Another way to phrase this is to use row_number() for this:

select *
from (
    select 
        e.*, 
        row_number() over(order by salary desc) rn 
    from employee e
) t
where rn = 3

Depending on how you want to handle duplicates, dense_rank() might also be an option.

Answer 2

It is easier to understand when you run this query:

select e1.*, 
       (select count(distinct e2.salary)
          from employee e2
          where e2.salary > e1.salary) as n
  from employee e1

This is my sample table:

create table employee(salary) as (
  select * from table(sys.odcinumberlist(1500, 1200, 1400, 1500, 1100)));

so my output is:

    SALARY          N
---------- ----------
      1500          0
      1200          2
      1400          1
      1500          0
      1100          3

As you can see that subquery counts, for each row, salaries which are greater than salary in current row. So for instance, for 1400 there is one DISTINCT greater salary (1500). 1500 appears twice in my table, but distinct makes that it is counted once. So 1400 is second in order.

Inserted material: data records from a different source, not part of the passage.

PR #768, opened 2021-02-25
Document comparison

hynek:
These are some narrative docs for #627, I'm open to suggestions to make it juicier.

Here's the built version: https://attrs--768.org.readthedocs.build/en/768/comparison.html

@Julian @botant

### DIFF
--- a/docs/comparison.rst
+++ b/docs/comparison.rst
@@ -42,4 +42,4 @@ It is then used as a key function like you may know from `sorted`:
 This is especially useful when you have fields with objects that have atypical comparison properties.
 Common examples of such objects are `NumPy arrays <https://github.com/python-attrs/attrs/issues/435>`_.
 
-Please note that they are set *independently* because *order* is `False` by default in `modern APIs <prov>`.
+Please note that *eq* and *order* are set *independently*, because *order* is `False` by default in `modern APIs <prov>`.
--- a/docs/comparison.rst
+++ b/docs/comparison.rst
@@ -1,7 +1,7 @@
 Comparison
 ==========
 
-By default, two instances of ``attrs`` classes is equal, if all their fields are equal.
+By default, two instances of ``attrs`` classes are equal, if all their fields are equal.
 For that, ``attrs`` writes ``__eq__`` and ``__ne__`` methods for you.
 
 Additionally, if you pass ``order=True`` (default if you use the `attr.s` decorator), ``attrs`` will also create a full set of ordering methods that are based on the defined attributes: ``__le__``, ``__lt__``, ``__ge__``, and ``__gt__``.
--- a/docs/comparison.rst
+++ b/docs/comparison.rst
@@ -22,12 +22,17 @@ As with other features, you can exclude attributes from being involved in compar
    >>> C(1, 2) == C(1, 3)
    True
 
-Additionally you can also pass a *callable* instead of a bool to both ``eq`` and ``order``
+Additionally you can also pass a *callable* instead of a bool to both *eq* and *order*.
 It is then used as a key function like you may know from `sorted`:
 
 .. doctest::
 
    >>> import attr
+   >>> @attr.s
+   ... class S(object):
+   ...     x = attr.ib(eq=str.lower)
+   >>> S("foo") == S("FOO")
+   True
    >>> @attr.s
    ... class C(object):
    ...     x = attr.ib(order=int)
--- a/docs/comparison.rst
+++ b/docs/comparison.rst
@@ -22,8 +22,10 @@ As with other features, you can exclude attributes from being involved in compar
    >>> C(1, 2) == C(1, 3)
    True
 
-Additionally you can also pass a *callable* instead of a bool to both ``eq`` and ``order``.
+Additionally you can also pass a *callable* instead of a bool to both ``eq`` and ``order``
 It is then used as a key function like you may know from `sorted`:
+
+.. doctest::
 
    >>> import attr
    >>> @attr.s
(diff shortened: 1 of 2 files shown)


botant:
Looks good to me, simple and direct.

1) There is a typo in the first sentence:
>> By default, two instances of attrs classes **is** equal, if all their fields are equal. For that, attrs writes __eq__ and __ne__ methods for you.

2) I'd add a case insensitive comparison, since this was one of the requests.

3) I'd mention pandas *DataFrame*s as well as numpy *array*s. Is there a way to provide an example without having to import those libraries?

4) I'd make it clear that specifying a *callable* for `eq` does not mean the same key will be used for `order`; the key must be specified explicitly.

hynek:
I believe I have addressed everything except 3. I'd be happy to add a fake doctest but someone else has to write it for me because I've never used neither NumPy nor Pandas. 😳

botant:
I just realized that we were going to provide a wrapping class, since numpy and pandas do not follow the key model. In both cases, you need to use a comparison function that takes 2 arguments. This was discussed in the original PR. 

Shall we provide a function like `attrs.cmp.using(key: Callable) -> Callable`? The output `callable` is a function that returns a wrapper object that uses `key` as `eq`. Or something like that. 

Alternatively, and probably easier, we can *not* mention numpy in this release, and add it back via a different PR.

hynek:
Hm, I think it would be nicer to publish all at once if it isn't too much work. We had decided on the API IIRC and it shouldn't be too complex to add? 🤔 Just adding the APIs that landed without NumPy support seems to be lacking the main effect? :)

botant:
That works as well.  I'll work on it later today, if that is okay?

botant:
There is another point on `cmp`, and that might be what you meant to ask in the other PR.

Should we de-deprecate it and keep it permanently as syntactic sugar? That would save users from having to wirte `attr.ib(eq=int, order=int)` for a nicer looking `attr.ib(cmp=int)`.

Just a thought.

hynek:
> That works as well. I'll work on it later today, if that is okay?

It's not like I can cut your salary. ;) If we get it done by tomorrow it's be more than great. RedHat wants a release but there's some minor stuff I need to address first anyways.

> Should we de-deprecate it and keep it permanently as syntactic sugar?

Yes we should. It was very obvious to me while writing the docs. :)

botant:
How about something along these lines?  The same logic used to validate `cmp`, `eq` and `order` in `attr.ib()` would be used here to regulate the usage of the arguments.

`attr.cmp.using(eq: Callable = None, order: Callable = None, cmp: Callable = None, enforce_same_class: bool = True) -> Callable`

```python
def using(eq: Callable = None, order: Callable = None, cmp: Callable = None, enforce_same_class: bool = True) -> Callable:

    @attr.s(eq=False, order=False)
    class Comparable(object):
        value = attr.ib()
        def __eq__(self, other):
            pass
        def __lt__(self, other):
            pass
        ...

    return Comparable
```

Note: I think we should let the user choose whether equal classes should be enforced, since the whole point of the PR is to let the user customize the operation.

hynek:
If everything is done by one function, what's the point of the module? Storing helpers?

botant:
No particular reason, I just thought it looked good.

hynek:
I'm not opposed to it, I'd just like to think it through. I could live with a helper for Numpy/Pandas for instance, if it's possible without importing them.

botant:
I wouldn't add specific helpers for numpy/pandas.  Too much trouble and too little added value, if all the user needs is `using(key=np.array_equal)` or something similar.  Plus, I'm afraid that one particular helper might not cover all use cases related to matrices, time series, etc.  I think one simple function is the way to go.

docs/comparison.rst
```diff
@@ -0,0 +1,45 @@
+Comparison
+==========
+
+By default, two instances of ``attrs`` classes are equal, if all their fields are equal.
```
Julian, line 4:
```suggestion
By default, two instances of ``attrs`` classes are equal if all their fields are equal.
```

docs/comparison.rst
```diff
@@ -0,0 +1,45 @@
...
+   ...     x = attr.ib(eq=str.lower)
+   >>> S("foo") == S("FOO")
+   True
+   >>> @attr.s
+   ... class C(object):
+   ...     x = attr.ib(order=int)
+   >>> C("10") > C("2")
+   True
+
+This is especially useful when you have fields with objects that have untypical comparison properties.
```
Julian, line 42:
```suggestion
This is especially useful when you have fields with objects that have atypical comparison properties.
```

docs/comparison.rst
```diff
@@ -0,0 +1,45 @@
...
+A common example being `NumPy arrays <https://github.com/python-attrs/attrs/issues/435>`_.
```
Julian, line 43:
```suggestion
Common examples of such objects are `NumPy arrays <https://github.com/python-attrs/attrs/issues/435>`_.
```

docs/comparison.rst
```diff
@@ -0,0 +1,45 @@
...
+
+Please note that they are set *independently* because *order* is `False` by default in `modern APIs <prov>`.
```
Julian, line 45: I'm not sure I understand this sentence -- maybe it's just the word `they`? Maybe worth rewriting in slightly more words to clarify what thing is referred to, actually now rereading a fourth time this means to say that `order` and `eq` are independently controlled?

Julian (approved):
Cool!

docs/comparison.rst
hynek: Yes, the sentence used to be higher up. I'll clarify it but it will change a bit anyways, once botant comes through with the cmp de-deprecation. :)

hynek:
> Maybe `attr.cmp_using`?

Oooof sorry I lost the thread on this one! Yes please, I’d like to push 21.1.0 but realized this is still open. Any chance to get it done sometime next week?

botant:
Working on this now.

PR #770, opened 2021-02-25
Fix make_class for dynamic generic classes

### LINKED ISSUE #756: attr.make_class does not work with Python>=3.7
In attr.make_class function line 2818: `type_ = type(name, bases, body)` cannot be used for dynamic generic class creation beyond python 3.7 and leads to an error `TypeError: type() doesn't support MRO entry resolution; use types.new_class()`.

The error can be recreated with:
```
from typing import TypeVar, Generic
from types import new_class
import attr

MyTypeVar = TypeVar("MyTypeVar")
MyParent = new_class("MyParent", (Generic[MyTypeVar],), {})


attr.make_class('test', {'id': attr.ib(type=str)}, (MyParent[int],))
```

As mentioned in the error it can be fixed by replacing `type_ = type(name, bases, body)` with `types.new_class(name, bases, body)`. 

This issue has been discussed here in detail: [https://bugs.python.org/issue33188](https://bugs.python.org/issue33188).

hynek:
Fixes #756

Does this look OK to you @avinashmnit30?

### DIFF
--- a/src/attr/_compat.py
+++ b/src/attr/_compat.py
@@ -28,14 +28,13 @@ if PY2:
     def isclass(klass):
         return isinstance(klass, (type, types.ClassType))
 
+    new_class = type
+
     # TYPE is used in exceptions, repr(int) is different on Python 2 and 3.
     TYPE = "type"
 
     def iteritems(d):
         return d.iteritems()
-
-    def new_class(name, bases, body):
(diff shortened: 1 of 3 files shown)


hynek:
Yuk, looks like it's more complicated than assumed.

Issue #766, opened 2021-02-25
Field hooks are too clunky with Python 3.10 / string annotations


hynek:
Currently I had to exclude `test_hooks.py` on Python 3.10, because it would be too painful to make them work with string annotations.

The problem is that there is no good helper to transform `"str"` into `str`. We're supposed to be able to `eval()` the string.

I've talked to @ambv and he suggested the following:

> If faced with a string, first do `eval(str, globalns, localns)`. Then on any type you get, do `typing._eval_type(type, globalns, localns)` which will deal with recursed ForwardRefs.

e.g.

```pycon
>>> class G(Generic[T]):
...   def method(self) -> 'List["T"]':
...     return 1
...
>>> G.method.__annotations__
{'return': 'List["T"]'}
>>> eval(G.method.__annotations__['return'], globals(), locals())
typing.List[ForwardRef('T')]
>>> return_type=_
>>> typing._eval_type(return_type, globals(), locals())
typing.List[~T]
```

`typing._eval_type` has been part of the stdlib since 3.5 and I don't expect it to go anywhere.

---

I'm not sure how to call that function. `attr.resolve_type()` sounds good but that's a bit too close to `attr.resolve_types()` so I'm open to better suggestions.

---

I'm not sure we can get it done by 21.1.0 but it should be on our short term agenda.

cc @sscherfke @euresti

euresti:
Another option is to do
```
            import typing
            hints = typing.get_type_hints(cls)
```
The hints will have the evalled rhs of the colon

Your query has this count moved to the where part and compared with required value. We have to substract one, because for highest salary there is no higher value, for second salary one row etc.

It's one of the methods used to find such values, newer Oracle versions introduced analytic functions (rank, row_number, dense_rank) which eliminates the need of using subqueries for such purposes. They are faster, more efficient. For your query dense_rank() would be useful.

Answer 3

SELECT * FROM (SELECT EMP.ID,RANK() OVER (ORDER BY SALARY DESC) AS NOS FROM EMPLOYEE) T WHERE T.NOS=3

Then from this select the one with any desired rank.